Vlatko Đolonga

Personal information
- Full name: Vlatko Đolonga
- Date of birth: 30 September 1976 (age 48)
- Place of birth: Split, SR Croatia, Yugoslavia
- Height: 1.85 m (6 ft 1 in)
- Position(s): Defender

Youth career
- RNK Split
- Hajduk Split

Senior career*
- Years: Team / Apps / (Gls)
- –1995: Hajduk Split / 0 / (0)
- 1995–1996: → Uskok (loan) / 16 / (1)
- 1995–1996: Solin Građa
- 1996–1997: Orijent / 28 / (1)
- 1997–2000: Hrvatski Dragovoljac / 87 / (15)
- 2000–2001: Deportivo Alavés / 3 / (0)
- 2001–2007: Hajduk Split / 110 / (16)
- 2007: Mosor / 2 / (0)

International career
- 2001–2002: Croatia / 3 / (0)

= Vlatko Đolonga =

Croatian footballer (born 1976)

Vlatko Đolonga (born 30 September 1976) is a retired Croatian football defender.

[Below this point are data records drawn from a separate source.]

PR #4023, opened 2024-01-22
Send MSC3981 'recurse' param on `/relations` endpoint on Matrix 1.10 servers

dbkr:
So we will send the 'recurse' parameter unprefixed for servers that support 1.10 (which most should now do, since it's released).

## Checklist

---


richvdh:
For links: this is about https://github.com/matrix-org/matrix-spec-proposals/pull/3981.

richvdh (dismissed):
Seems like you're not allowed to do this yet, because it will create problems if the MSC doesn't get written up by the time spec v1.10 is released.

dbkr:
Fair enough, I'll leave it as a draft until then.

richvdh (commented):
Looks good.

Could do with a changelog entry though.

dbkr:
Changelog entry will be done by the release process from the PR title.

richvdh:
> Changelog entry will be done by the release process from the PR title.

Not if it's T-Task, I think?

Also, "Mark MSC3981 as stable in Matrix 1.10" is a crap changelog entry. What does it actually mean, for a user of matrix-js-sdk?

dbkr:
Done, hopefully this is okay information-density wise.

richvdh (approved):
thanks

PR #4024, opened 2024-01-22
Fix crypto migration for megolm sessions with no sender key

richvdh:
Fixes https://github.com/element-hq/element-web/issues/26894.

Requires https://github.com/matrix-org/matrix-rust-sdk-crypto-wasm/pull/89 (or rather, an update to a version of matrix-rust-sdk-crypto-wasm 4.0.1 which includes it).

element-web notes: Fix potential failure in migration from legacy to Rust cryptography.

---

## 🐛 Bug Fixes
 * Fix crypto migration for megolm sessions with no sender key ([\#4024](https://github.com/matrix-org/matrix-js-sdk/pull/4024)). Fixes element-hq/element-web#26894.

### DIFF
--- a/spec/unit/rust-crypto/rust-crypto.spec.ts
+++ b/spec/unit/rust-crypto/rust-crypto.spec.ts
@@ -161,6 +161,21 @@ describe("initRustCrypto", () => {
     });
 
     describe("libolm migration", () => {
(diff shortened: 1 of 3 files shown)


andybalaam (approved):
Looks good, thanks.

He made his debut for the Croatia national football team in a friendly match against South Korea on 10 November 2001. He has a total of three international caps.

==Club career==
Đolonga started his career at his hometown club Hajduk Split. In the 1994/1995 season, he was loaned out to NK Uskok, that won the Druga HNL. However, he got injured and Hajduk did not want to offer him a senior contract. He moved to Solin Građa for the 1995/1996 season, and in the 1996/1997 season made his Prva HNL debut with NK Orijent. The following year he moved, this time to Hrvatski Dragovoljac, where he played 87 games in three seasons before moving to Spain to play for Deportivo Alavés. After playing just three games, he returned to Croatia to play for Hajduk Split. After his contract ended in June 2007, Đolonga joined NK Mosor, but decided to retire from football in September 2007, after playing just two games for the club.

==International career==
He made his debut for Croatia in a November 2001 friendly match away against South Korea, coming on as a 46th-minute substitute for Josip Šimunić, and earned a total of 3 caps, scoring no goals. His final international was a November 2002 friendly away against Romania.